Plaintiff does not allege any facts to support his assertion that RCSD "had in effect policies, practices, or customs that condoned and fostered the unconstitutional conduct of [Hickman]." (ECF No. 1 at 15.) He alleges that "[c]ompleting a wellness check or a mental hygiene check for an individual who is emotionally disturbed or having a mental health crisis" and "[a]pprehending [such] individual[s]" are "usual and recurring situation[s] which [RCSD officers] encounter on a regular basis." (Id.) However, the complaint lacks factual allegations to suggest that those situations have resulted in the death of the individual who is the subject of the wellness check or mental hygiene check or that other RCSD officers "discharged their weapons prematurely, without warning, and without reasonable justification," (id. at 8), while conducting a wellness check or mental hygiene check. In other words, Plaintiff does not plead any facts to suggest that RCSD was on notice that its failure to train its officers with regard to wellness checks and mental hygiene checks would predictably result in excessive uses of force. See Connick, 563 U.S. at 71 ("To prove deliberate indifference, Thompson needed to show that Connick was on notice that, absent additional specified training, it was 'highly predictable' that the prosecutors in his office would . . . make incorrect Brady decisions as a result."); Harris, 489 U.S. at 390 (explaining that deliberate indifference occurs when "in light of the duties assigned to specific officers or employees the need for more or different training is . . . obvious, and the inadequacy [of training is] likely to result in the violation of constitutional rights" but no training is provided). Thus, Plaintiff's failure-to-train claim against RCSD is insufficiently pled and must be dismissed.

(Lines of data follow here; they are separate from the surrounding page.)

PR #3629, opened 2017-08-29
WT-3431 Replace WT_TXN_STATE with sorted lists.

michaelcahill:
Each list is protected by a separate rwlock, allowing us to create
snapshots without sorting and avoid any transaction operations having to
scan sessions.

### DIFF
--- a/src/include/txn.i
+++ b/src/include/txn.i
@@ -276,7 +276,7 @@ __wt_txn_oldest_id(WT_SESSION_IMPL *session)
 	 * the active checkpoint then it's safe to ignore the checkpoint ID in
 	 * the visibility check.
 	 */
-	checkpoint_pinned = txn_global->checkpoint_state.pinned_id;
+	checkpoint_pinned = txn_global->checkpoint_pinned_id;
 	if (checkpoint_pinned == WT_TXN_NONE ||
 	    WT_TXNID_LT(oldest_id, checkpoint_pinned))
 		return (oldest_id);
@@ -490,6 +490,8 @@ __wt_txn_begin(WT_SESSION_IMPL *session, const char *cfg[])
 		if (session->ncursors > 0)
 			WT_RET(__wt_session_copy_values(session));
 
+		__wt_txn_release_snapshot(session);
+
 		/*
 		 * We're about to allocate a snapshot: if we need to block for
 		 * eviction, it's better to do it beforehand.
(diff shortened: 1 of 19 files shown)


michaelcahill:
I'm going to do another pass through this branch, please hold off on review until I've done that: some more cleanup should be possible.

src/include/txn.i
```diff
@@ -532,17 +534,15 @@ static inline int
...
 	txn = &session->txn;
-	txn_state = WT_SESSION_TXN_STATE(session);
 
 	/*
 	 * Check the published snap_min because read-uncommitted never sets
 	 * WT_TXN_HAS_SNAPSHOT.
 	 */
 	if (F_ISSET(txn, WT_TXN_RUNNING) &&
-	    !F_ISSET(txn, WT_TXN_HAS_ID) && txn_state->pinned_id == WT_TXN_NONE)
+	    !F_ISSET(txn, WT_TXN_PUBLIC_ID | WT_TXN_PUBLIC_PINNED_ID))
```
agorrod: I don't think this is right. My understanding is that this will return true if WT_TXN_PUBLIC_ID and/or WT_TXN_PUBLIC_PINNED_ID is set. The previous test was ensuring they are both set.

src/txn/txn_global.c
```diff
@@ -0,0 +1,627 @@
...
+	    prev = TAILQ_PREV(prev, __wt_txn_mp_qh, metadata_pinnedq))
+		;
+	if (prev == NULL)
+		TAILQ_INSERT_HEAD(
+		    &txn_global->metadata_pinnedh, txn, metadata_pinnedq);
+	else
+		TAILQ_INSERT_AFTER(
+		    &txn_global->metadata_pinnedh, prev, txn, metadata_pinnedq);
+	__wt_writeunlock(session, &txn_global->metadata_pinned_rwlock);
+	F_SET(txn, WT_TXN_PUBLIC_METADATA_PINNED);
```
agorrod: I'm surprised setting this happens after the lock is released - could you add a comment explaining why?

src/txn/txn_global.c
```diff
@@ -0,0 +1,627 @@
...
+	WT_TXN_GLOBAL *txn_global;
+
+	txn = &session->txn;
+	txn_global = &S2C(session)->txn_global;
+
+	if (!F_ISSET(txn, WT_TXN_PUBLIC_PINNED_ID))
+		return;
+
+	__wt_writelock(session, &txn_global->pinned_id_rwlock);
+	TAILQ_REMOVE(&txn_global->pinned_idh, txn, pinned_idq);
```
agorrod: Since the F_CLR happens outside the lock - should this re-check that there is an ID pinned before removing? Or does TAILQ_REMOVE handle the case where the item doesn't exist?

src/txn/txn_global.c
```diff
@@ -0,0 +1,627 @@
...
+
+	conn = S2C(session);
+	txn_global = &conn->txn_global;
+	oldest_session = NULL;
+
+	last_running = oldest_id = txn_global->current;
+	if ((metadata_pinned = txn_global->checkpoint_txn_id) == WT_TXN_NONE)
+		metadata_pinned = oldest_id;
+
+	__wt_readlock(session, &txn_global->id_rwlock);
```
agorrod: I'm a bit surprised that these three IDs are retrieved under different locks - looking further it seems as though callers can hold the broader txn lock if they need to see a consistent view. Maybe adding a comment about that here would be worthwhile?

michaelcahill:
This had a dramatic, negative effect on performance, see http://build.wiredtiger.com:8080/job/wiredtiger-perf-btree/plot/ for example.  More work will be needed to get this ready to merge.

agorrod:
We aren't going to pull this one in now - I've attached a diff to the ticket, and we can resuscitate the branch if required.

PR #3631, opened 2017-08-30
WT-3540 For debugging only copy log files.

sueloverso:
Tables can be so large that they fill test machine file systems.


sueloverso:
Self-reviewing.

PR #3632, opened 2017-08-30
WT-3495 Don't ftruncate if log cursors are open

sueloverso:
@agorrod Please review this.  It avoids the ftruncate if there are log cursors open.  Other than test programs log cursors are very rarely used so I don't think it has much user-visible impact.


agorrod:
Thanks @sueloverso lgtm

PR #3634, opened 2017-08-31
WT-3557 format should ignore incompatible keywords

keithbostic:


michaelcahill:
I took a look @keithbostic, lgtm.  I'll merge.

PR #3718, opened 2017-10-10
WT-3257 Add test for log=recover settings

sueloverso:
@agorrod Please review this new test.  It uncovered a bug, tracked in WT-3643. That line is commented out in this test for now.  This is ready to merge.


sueloverso:
This PR is in a race with WT-3643.  We can hold off on this one until that is merged and then I can push the fix for the test here.

agorrod:
Thanks @sueloverso the test case lgtm - I'm inclined to wait until WT-3643 is merged before merging this PR.

PR #3719, opened 2017-10-10
WT-3644 Port to FreeBSD release 11.1

keithbostic:


michaelcahill:
Thanks @keithbostic, lgtm and I tested with the versions of clang I have handy and they were happy to accept the flag.  I'll merge.

PR #3720, opened 2017-10-10
WT-3643 Set panic on error path if recovery needed.

sueloverso:
@michaelcahill Please review this.  There is explanation in the ticket as well.  Basically on the error path out of wiredtiger_open, we were checkpointing the metadata file, updating the checkpoint LSN causing us to ignore and never recover the data.  This is one approach, because having panic set means we discard the dhandle.  Given it is the error path of `wiredtiger_open` it seemed cleaner than drilling more special case connection checking down into the dhandle code.

### DIFF
--- a/src/conn/conn_api.c
+++ b/src/conn/conn_api.c
@@ -2645,8 +2645,15 @@ err:	/* Discard the scratch buffers. */
 		__wt_scr_discard(session);
 	__wt_scr_discard(&conn->dummy_session);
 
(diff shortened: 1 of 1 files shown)


michaelcahill:
Thanks @sueloverso, this matches what we're now doing if there is an error during close.  It's a little subtle, but if it causes confusion we can wrap this "soft panic" to make it clearer.  I'll merge.

PR #3721, opened 2017-10-11
WT-3585 round up read timestamp to oldest

bvpvamsikrishna:
Added test in test_timestamp03.py


bvpvamsikrishna:
autobuild:retest this please

bvpvamsikrishna:
@sulabhM @nehakhatri5 

src/txn/txn.c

Like a claim for inadequate training, "a failure to supervise gives rise to § 1983 liability . . . only in those situations in which there is a history of widespread abuse." Wellington v. Daniels, 717 F.2d 932, 936 (4th Cir. 1983); see Wilkins, 751 F.3d at 214. Plaintiff pleads no facts to suggest that Hickman or any other RCSD officer engaged in conduct similar to that alleged here while "[c]ompleting a wellness check or a mental hygiene check for an individual who is emotionally disturbed or having a mental health crisis" or "[a]pprehending [such] an individual." (ECF No. 1 at 15.) Plaintiff alleges only that such wellness or mental hygiene checks are "a usual and recurring situation" that RCSD's officers "encounter on a regular basis." (Id.) Therefore, Plaintiff's failure-to-supervise claim against RCSD is also inadequately pled and must be dismissed.
IV. CONCLUSION
For the foregoing reasons, State Police Defendants' motion to dismiss, (ECF No. 10), is GRANTED IN PART and DENIED IN PART. RCSD's motion to dismiss, (ECF No. 13), is GRANTED.
IT IS SO ORDERED.
The Court DIRECTS the Clerk to send a copy of this Order to counsel of record and any unrepresented party.